The current design goal is to keep the public CLI surface small while still supporting:

  • preview before execution
  • machine-readable JSON output
  • config round-trip through JSON files
  • reproducible execution through an explicit seed

Command

dfode-kit augment [options]

Minimal public contract

Required

  • --source
  • --mech

Usually required

  • --save (required for --apply)
  • --preset
  • --target-size

Workflow controls

  • --preview
  • --apply
  • --json
  • --write-config
  • --from-config

Optional but high-value

  • --seed

Current preset

  • random-local-combustion-v1

This preset currently preserves the mainline augmentation behavior while keeping the public flag surface minimal.

Common workflow

Preview the resolved plan

dfode-kit augment \
  --source /path/to/sample.h5 \
  --mech /path/to/gri30.yaml \
  --preset random-local-combustion-v1 \
  --target-size 20000 \
  --preview --json

Write a machine-readable config

dfode-kit augment \
  --source /path/to/sample.h5 \
  --mech /path/to/gri30.yaml \
  --preset random-local-combustion-v1 \
  --target-size 20000 \
  --preview \
  --write-config /path/to/augment-plan.json

Apply directly

dfode-kit augment \
  --source /path/to/sample.h5 \
  --mech /path/to/gri30.yaml \
  --save /path/to/aug.npy \
  --preset random-local-combustion-v1 \
  --target-size 20000 \
  --seed 1234 \
  --apply

Apply from a saved config

dfode-kit augment \
  --from-config /path/to/augment-plan.json \
  --save /path/to/aug.npy \
  --apply

Output behavior

--preview --json

Prints a JSON object containing the resolved augmentation plan.

--write-config

Writes the resolved plan to a JSON file for review, editing, and later execution.

--apply

Runs augmentation and writes the output .npy dataset.

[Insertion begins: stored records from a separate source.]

PR #760, opened 2019-07-08
Fix typo in requestReferenceSpace algorithm

bricetebbs:
Value seemed missing

### DIFF
--- a/index.bs
+++ b/index.bs
@@ -1060,7 +1060,7 @@ To check if a <dfn>reference space is supported</dfn> for a given reference spac
   1. If |type| is {{viewer}}, return <code>true</code>.
   1. If |type| is {{local}} or {{local-floor}}, and |session| is an [=immersive session=], return <code>true</code>.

In --json mode, the command reports a structured completion record including:

  • source path
  • output path
  • preset
  • requested row count
  • returned row count
  • seed

Action rule

At least one of the following must be specified:

  • --preview
  • --apply
  • --write-config

Design note

The current augmentation CLI intentionally avoids exposing a large number of tuning flags.

The preferred model is:

  1. choose a named preset
  2. preview the resolved plan
  3. optionally persist the plan with --write-config
  4. apply the plan directly or via --from-config

This keeps everyday CLI usage short while still supporting reproducible, machine-readable workflows.